Stufa della situazione, la mora rientrò in casa. Comprensibile anche questo...
Poi l'attenzione del moro si spostò su di me. "E tu?"
James gli rispose "Lei é Jodie"
"Ah, ho capito. Allora é lei la biondina sexy di cui mi scrivevi nelle lettere..."
Rivolsi un'occhiata interrogativa a James, che si grattò la nuca nervoso.
"Beh, entrate" il moro ci fece spazio, per poi invitarci a seguirlo.
La casa era molto luminosa. Numerosi raggi provenivano dalle varie finestre. Davanti a noi un'enorme salotto. Un divano al centro, con di fronte un caminetto, e, su di esso, una televisione di media grandezza. Dietro il divano, un tavolo per quattro, e, dietro ancora, una cucina rustica.
Dal fondo della stanza si affacciavano due porte.

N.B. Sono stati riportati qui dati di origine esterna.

PR #6944, opened 2025-02-04
[lua, cpp] fixes mobskills base damage and ftp naming

Frankie-hz:
**_I affirm:_**

- Fixes the base damage used for mobs. For whatever reason mobs based damage was using `weaponDamage + fstr + dLvl? * ftp`
https://w.atwiki.jp/studiogobli/pages/13.html
https://www.bg-wiki.com/ffxi/Base_Damage
https://www.bg-wiki.com/ffxi/Physical_Damage

- Renames dmgmod to ftp. Based on retail research mob damage is extremely consistent and has been since the release of the game. Any mobskill thats damage cannot vary has the same ftp values at 3,000 TP vs 1,000 TP. After testing 10 different mobskills that have static damages with no damage varies - the damage is always the same from the TP values. This lines up with what you see in game all over the place. Here is just one example.

image

- Gets rid of the duplicate pdif calcs inside the mobskills.lua and uses the global function. There is an edge case that cannonball uses the DEF stat and not he ATT stat so I added a param to the `xi.combat.physical.calculateMeleePDIF`. It looks messy but I didn't know another way to do this. We will need this eventually for bluemage.lua when we convert that over to use the new global.

- Fixes an issue where Seismostomp was throwing errors https://github.com/LandSandBoat/server/issues/6953#issuecomment-2635554917

Go to any mob and !tp 3000 on it for it to use any physical mobskill. Since the base damage is now slightly lower you should see slightly lower damage than before based on if the mob is higher level than you or not.

### DIFF
--- a/scripts/actions/mobskills/abyssal_strike.lua
+++ b/scripts/actions/mobskills/abyssal_strike.lua
@@ -15,8 +15,8 @@ end
 mobskillObject.onMobWeaponSkill = function(target, mob, skill)
     local numhits = 1
     local accmod  = 2
-    local dmgmod  = 4.7
-    local info    = xi.mobskills.mobPhysicalMove(mob, target, skill, numhits, accmod, dmgmod, xi.mobskills.physicalTpBonus.DMG_VARIES, 1, 2, 3)
+    local ftp     = 4.7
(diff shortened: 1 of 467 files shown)


Xaver-DaRed (approved):
Everything looks good. Except for the cannpnball thing.

A work for another time, however, instead of feeding "is this one specific action" we could have fed "what do we use as attack" and improve both the functionality and flexibility.

But, thats a job for future-someone-else-lets-hope-not-me

WinterSolstice8 (approved):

"Sedetevi" disse battendo la mano sul divano ricoperto di stoffa rossa.
Io e James obbedimmo. Mi appoggiai alla sua spalla, e raggiungemmo quel morbido divano rosso.
"Kate, prendi due birre. Anzi, facciamo tre. Bevo anch'io" ordinò Logan alla bruna. Lei annuí con il capo, e sparì in una delle due porte.

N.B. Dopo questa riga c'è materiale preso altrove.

PR #6946, opened 2025-02-04
Support overlapping TriggerAreas

### LINKED ISSUE #6894: 🐛 Overlapping TriggerAreas defeat debounce mechanism

StabbyCutyou:
**_I affirm:_**

Closes https://github.com/LandSandBoat/server/issues/6894
Replaces https://github.com/LandSandBoat/server/pull/6940
Potentially obviates some of the work in https://github.com/LandSandBoat/server/pull/3978

The current logic for handling being inside of a TriggerArea presumes you'll only ever be inside of a single one at a time, which causes issues for quests like Flyers for Regine. In that quest, multiple pairs of NPCs are close enough to have their trigger areas invoked at once, which causes the issue described in that bug (the last area in the list that you've entered will be recorded, but all prior trigger areas will fire on repeat until you leave them, since their debounce fails).

This change pivots m_InsideTriggerAreaID to be an unordered set instead of a single value, which allows us to store and arbitrary number of TriggerAreaIDs on a character. The datatype was recommended by one of the core maintainers here as having largely good performance characteristics.

I've also moved to a private section alongside some other unordered_set/maps, as the logic to handle the data should always be going through the helper methods and callers should not interact with the list itself. Additionally, i changed the name to `charTriggerAreaIDs` to be more in-keeping with its new neighbors.

This also adds methods for interacting with charTriggerAreaIDs so that all the logic for manipulating areas is kept in one place, and I removed a lot of extraneous logic from zone/zone instance and pushed tracking the triggered area into the luatils method as that seemed to do all the real heavy lifting, and now when the method exits all the logic to invoke the trigger area (including recording it on the player) is in one place as well.

- Accept the quest "[Flyers For Regine](https://www.bg-wiki.com/ffxi/Flyers_for_Regine)" in Port Sandoria
- Exit to Northern Sandoria
- Approach Villion (V) from below (F3, up on a balcony)
- Enter his TriggerArea
- Move slightly, notice it only writes 1 log line for V, and does not loop
- Slowly move towards Guilberdrier (G) (F3, on the lower level)
- Trigger Gs TriggerArea, while still being within Vs
- Notice it only writes 1 log line for G and does not repeat Vs

Leaving and reentering the trigger areas cause them to fire again as normal.

I've also tested the Bastok Bridge area, as that one got a special call out in some older comments, and it also worked as expected.

## Notes

I've verified that the test case from my original PR still works, but have not checked every triggerarea.

### DIFF
--- a/.vscode/settings.json
+++ b/.vscode/settings.json
@@ -464,6 +464,15 @@
         "__split_buffer": "cpp",
         "__threading_support": "cpp",
         "__tree": "cpp",
-        "print": "cpp"
+        "print": "cpp",
+        "__bits": "cpp",
+        "__debug": "cpp",
+        "__errc": "cpp",
+        "__functional_base": "cpp",
+        "__mutex_base": "cpp",
+        "__nullptr": "cpp",
+        "__std_stream": "cpp",
+        "__string": "cpp",
+        "__tuple": "cpp"
     },
 }
--- a/src/map/entities/charentity.cpp
+++ b/src/map/entities/charentity.cpp
@@ -181,17 +181,16 @@ CCharEntity::CCharEntity()
 
     m_PMonstrosity = nullptr;
 
-    m_Costume             = 0;
-    m_Costume2            = 0;
-    m_hasTractor          = 0;
-    m_hasRaise            = 0;
-    m_weaknessLvl         = 0;
-    m_hasArise            = false;
-    m_InsideTriggerAreaID = 0;
-    m_LevelRestriction    = 0;
-    m_lastBcnmTimePrompt  = 0;
-    m_AHHistoryTimestamp  = 0;
-    m_DeathTimestamp      = 0;
+    m_Costume            = 0;
+    m_Costume2           = 0;
+    m_hasTractor         = 0;
+    m_hasRaise           = 0;
+    m_weaknessLvl        = 0;
+    m_hasArise           = false;
+    m_LevelRestriction   = 0;
+    m_lastBcnmTimePrompt = 0;
+    m_AHHistoryTimestamp = 0;
+    m_DeathTimestamp     = 0;
 
     m_EquipFlag         = 0;
     m_EquipBlock        = 0;
@@ -3096,6 +3095,26 @@ bool CCharEntity::OnAttackError(CAttackState& state)
         return true;
     }
     return false;
+}
+
+bool CCharEntity::isInTriggerArea(uint32 triggerAreaID)
+{
+    return charTriggerAreaIDs.find(triggerAreaID) != charTriggerAreaIDs.end();
+}
+
+void CCharEntity::onTriggerAreaEnter(uint32 triggerAreaID)
+{
+    charTriggerAreaIDs.insert(triggerAreaID);
+}
+
+void CCharEntity::onTriggerAreaLeave(uint32 triggerAreaID)
+{
+    charTriggerAreaIDs.erase(triggerAreaID);
+}
+
+void CCharEntity::clearTriggerAreas()
+{
+    charTriggerAreaIDs.clear();
 }
 
 bool CCharEntity::isInEvent()
--- a/scripts/specs/core/CBaseEntity.lua
+++ b/scripts/specs/core/CBaseEntity.lua
@@ -725,9 +725,27 @@ end
 function CBaseEntity:isInMogHouse()
 end
 
----@nodiscard
----@return integer
-function CBaseEntity:getPlayerTriggerAreaInZone()
+---@param triggerAreaId integer
+---@return boolean
+function CBaseEntity:isPlayerInTriggerArea(triggerAreaId)
+end
+
+---@return nil
+function CBaseEntity:isPlayerInAnyTriggerArea()
+end
+
+---@param triggerAreaId integer
+---@return nil
+function CBaseEntity:onPlayerTriggerAreaEnter(triggerAreaId)
+end
+
+---@param triggerAreaId integer
+---@return nil
+function CBaseEntity:onPlayerTriggerAreaLeave(triggerAreaId)
+end
+
+---@return nil
+function CBaseEntity:clearPlayerTriggerAreas()
 end
 
 ---@param statusID integer
--- a/scripts/zones/Port_Bastok/npcs/_6kt.lua
+++ b/scripts/zones/Port_Bastok/npcs/_6kt.lua
@@ -35,7 +35,7 @@ entity.onTimeTrigger = function(npc, triggerID)
 
         --If a player is on the bridge, kick them off
         for _, player in pairs(players) do
-            if player:getPlayerTriggerAreaInZone() == 2 then
+            if player:isPlayerInTriggerArea(2) then
                 player:startEvent(70)
             end
         end
--- a/src/map/entities/charentity.h
+++ b/src/map/entities/charentity.h
@@ -479,8 +479,7 @@ public:
 
     std::unique_ptr<monstrosity::MonstrosityData_t> m_PMonstrosity;
 
-    uint32     m_InsideTriggerAreaID; // The ID of the trigger area the character is inside
-    uint8      m_LevelRestriction;    // Character level limit
+    uint8      m_LevelRestriction; // Character level limit
     uint16     m_Costume;
     uint16     m_Costume2;
     uint32     m_AHHistoryTimestamp;
@@ -586,6 +585,11 @@ public:
     int32 GetTimeCreated();
     uint8 getHighestJobLevel();
 
+    bool isInTriggerArea(uint32 triggerAreaId);
+    void onTriggerAreaEnter(uint32 tiggerAreaId);
+    void onTriggerAreaLeave(uint32 triggerAreaId);
+    void clearTriggerAreas();
+
     bool isInEvent();
     bool isNpcLocked();
     void queueEvent(EventInfo* eventToQueue);
@@ -659,6 +663,7 @@ private:
 
     std::unordered_map<std::string, std::pair<int32, uint32>> charVarCache;
     std::unordered_set<std::string>                           charVarChanges;
+    std::unordered_set<uint32>                                charTriggerAreaIDs; // Holds any TriggerArea IDs that the player is currently within the bounds of
 
     uint8      dataToPersist = 0;
     time_point nextDataPersistTime;
--- a/src/map/lua/lua_baseentity.cpp
+++ b/src/map/lua/lua_baseentity.cpp
@@ -2799,13 +2799,12 @@ bool CLuaBaseEntity::isInMogHouse()
 }
 
 /************************************************************************
-*  Function: getPlayerTriggerAreaInZone
-*  Purpose : Returns the player's current trigger area inside the zone
-*  Example : local triggerAreaID = player:getPlayerTriggerAreaInZone()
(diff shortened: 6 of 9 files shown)


.vscode/settings.json
```diff
@@ -464,6 +464,15 @@
...
+        "print": "cpp",
+        "__bits": "cpp",
+        "__debug": "cpp",
+        "__errc": "cpp",
+        "__functional_base": "cpp",
+        "__mutex_base": "cpp",
+        "__nullptr": "cpp",
+        "__std_stream": "cpp",
+        "__string": "cpp",
+        "__tuple": "cpp"
```
StabbyCutyou, line 476: Let me know if I should revert this, I did not knowingly make any changes here and am unaware of what the impact of these might be.

src/map/entities/charentity.cpp
```diff
@@ -3098,6 +3097,30 @@ bool CCharEntity::OnAttackError(CAttackState& state)
     return false;
 }
 
+bool CCharEntity::isInTriggerArea(uint32 triggerAreaID)
+{
+    if (auto found = charTriggerAreaIDs.find(triggerAreaID); found != charTriggerAreaIDs.end())
+    {
+        return true;
+    }
+    return false;
```
zach2good: `return charTriggerAreaIDs.find(triggerAreaID) != charTriggerAreaIDs.end();`

.vscode/settings.json
zach2good: Don't worry about these, I dunno what the mechanic is that adds stuff to this, but it happens from time to time 🤷

zach2good (approved):
Looking good, just one small change 👍

src/map/entities/charentity.cpp
StabbyCutyou: oh wow that is painfully obvious, I'll patch that up later tonight.

src/map/lua/luautils.cpp
```diff
@@ -2050,6 +2050,8 @@ namespace luautils
             ShowError("luautils::onTriggerAreaEnter: %s", err.what());
             ReportErrorToPlayer(PChar, err.what());
         }
+        // Add the TriggerArea to the players cache of current TriggerAreas
+        PChar->onTriggerAreaEnter(PTriggerArea->GetTriggerAreaID());
```
zach2good: Are these necessary in the binding? The state of "am I in the trigger area or not" should be ZoneIn, ZoneOut, and CheckTriggerAreas - this should just be calling into Lua and not changing the underlying set?

The other areas should perhaps look like:
```
...
// <-- code to add to trigger area list
luautils::OnTriggerAreaEnter(PChar, triggerArea);
...
```

and the same for exit.

Ultimately it doesn't matter because it's appending to a set, so it's de-duplicated, but it's a bit out of place

StabbyCutyou: So, here was my thought process and you can feel to tell me that I'm wrong or you'd prefer see it differently (or that I've just misunderstood the question):

When I saw the original code, it (to me) looked like the logic for encapsulating everything you needed to do when someone entered a triggerarea was in 2 places:

1. The physical heavy lifting of actually performing all the logic necessary to invoke the result of stepping into (or stepping out of) a trigger area happened [here](https://github.com/LandSandBoat/server/blob/base/src/map/lua/luautils.cpp#L2001) (for entering, exit is just below). It is loading the lua function to call, it's checking things on PChar, it's handling if the lua invocation fails (and notably, does not return any result about if it did succeed or fail to the caller). This means we exit this function having potentially successfully invoked the trigger area, and potentially failed in some way. The caller won't know.

2. State management for PChar to record which trigger area was entered happened with the caller, notably [here](https://github.com/LandSandBoat/server/blob/base/src/map/zone.cpp#L1260) which would either set a TriggerAreaID or a 0, depending on what happened, but irrespective of the call to the actual code that was meant to apply the trigger area to the PChar. 

So my thought was, that luautils call should be handling everything, including state. Only it knows if the invocation to the trigger area succeeded or not, and so it should handle updating the PChar to reflect this. Because with this code change, the trigger area will not be invoked more than once if someone is already inside of it.

If there are other areas of the code that also might want to consider trigger areas, my assumption is that you'd want 1 place to handle all logic correctly, so that you don't need to remind people "Hey, also make sure you call X after you call this". 

**However**, actually making me write this all out, I realize my changes are still incomplete as I should have updated [this](https://github.com/LandSandBoat/server/blob/base/src/map/lua/luautils.cpp#L2095) to return early if it was not a success.

So I can either:

A - add an early return to actually correctly implement the change I intended to make
or
B - move this back into zone and zone instance

100% your call as to how you want to see the code maintained, happy to do either - that's just the justification for my current approach.

zach2good: So generally, there isn't any state-altering logic happening in any luautils or Lua bindings, it's all just preparing and looking things up ready to _yeet_ things into Lua, and then handle return cases or errors etc. I was mainly going after the idea that adding triggerAreaIDs shouldn't be in the bindings. The original logic had the state being changed inside `CheckTriggerAreas`, so that's probably where it should stay. We have a lot of code that follows the pattern of:

```
change some state
lua binding reporting that state has changed
```

zach2good: (if the lua function fails, that's Lua's fault. The underlying state of "This char is in this trigger area" and the associated list should still be correct)

StabbyCutyou: Gotcha, happy to unwind that change. I'll push some updates in a bit and re-test.

StabbyCutyou:
Going to re-release to my local server and ensure this still works

StabbyCutyou:
Well...

So it might actually make a difference, behaviorally. Clay was smart to suggest testing it while logging in.

With the state set in zone/zoneinstance, logging in does not result in the trigger area correctly pushing a message to my client about the NPCs looking at me.

With the state set in luautils, I get the message every time.

I want to take some time to actually understand what the issue is before trying to merge anything.

StabbyCutyou:
Aaaah - it's this:

`if (PChar->GetLocalVar("ZoningIn") > 0)`, the luautils call returns early if it detects loading.

So now the check runs during loading, I tick off that i'm inside, but the lua function aborts and I don't get my trigger effect.

With that in mind, if you still want the state in the zone/zoneinstance, I think luautils would have to return a boolean or an error code of some kind to let the caller know it can apply the state.

Let me know how you'd prefer to handle it.

StabbyCutyou:
Despite my many foolish compilation errors, the last issue with the build I assume is a flake

https://github.com/LandSandBoat/server/actions/runs/13147827228/job/36690124457?pr=6946#step:10:105

WinterSolstice8:
Yeah those socket binds are probably caused by CI runners not actually being isolated and something else is actually using that port

zach2good (approved):
Great, thanks for this 👍

StabbyCutyou:
Sorry for commenting on a closed PR, but this still has an outstanding issue:

https://github.com/LandSandBoat/server/pull/6946#issuecomment-2635291238

I can address it however you'd like, but the net effect ATM is logging in while in a trigger zone means the zone doesn't fire until you exit and leave again.

zach2good:
I suppose the logic should be:

```
trigger_area_logic_tick:
    if zoning_in:
        don't try and insert into the trigger area

    otherwise:
        do regular logic
```

`OnTriggerAreaEnter` shouldn't have early exit, it should just "do the thing", the early exit should be in CZone, or wherever that trigger logic lives - it's good to find and remove this stuff and make the lua bindings as stupid as possible

zach2good:
I'm about to land https://github.com/LandSandBoat/server/pull/6959 shortly, can you do your follow up afterwards?

StabbyCutyou:
Yea sure thing, and your suggested change sounds reasonable.

claywar:
One thing to also test here is if any change breaks Abyssea staging area logic.  Its essentially one giant trigger area, and can't remember how logout is handled, but could potentially cheese the timer logic.  I want to say the visitant effect is lost on zone (which logout should do as well), and this isn't something to worry about, but just tracking thoughts prior to sufficient caffeine.

StabbyCutyou:
I can try to test that out as well in the mean time, thanks for the heads up.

Si sedette anche Logan insieme a noi, precisamente alla sinistra di James.
"Piacere, io sono Logan" disse porgendomi la mano. Gliela strinsi, e risposi. "Piacere mio. Il mio nome già lo sai."
"Già. Nelle sue lettere non faceva che ripetermi quanto fossi affascinante e sexy."
Vidi James farsi piccolo piccolo di fronte a quella verità svelata, e ridacchiai mentalmente per la figura non molto profumata che aveva appena fatto di fronte a me.
"Non ti ho mai visto scrivere..."
Lui si mise una mano dietro la nuca, com'era solito fare nei momenti di particolare imbarazzo.
"Ecco... io scrivevo mentre tu eri con Skully, o dormivi. Non volevo farmi scoprire mentre scrivevo quelle cose su di te. Ma qui, uno stronzo si é divertito a spifferare tutto quanto." pronunciò quest'ultima frase guardando male Logan, il quale mi sorrise, e mi fece l'occhiolino. Bizzarro.
Skully... chissà come l'aveva presa, se mi stava cercando, se era arrabbiato...
Non volli pensarci almeno per il momento.
Ridemmo tutti e tre, mentre Kate, la ragazza bruna, spuntò con quattro bottiglie di birra.
"Come? Ti avevo detto tre"
"Ho sete anch'io. Voglio bere, OK?"
Logan alzò le mani in segno di arresa, e alzò le sopracciglia in uno sguardo esasperato.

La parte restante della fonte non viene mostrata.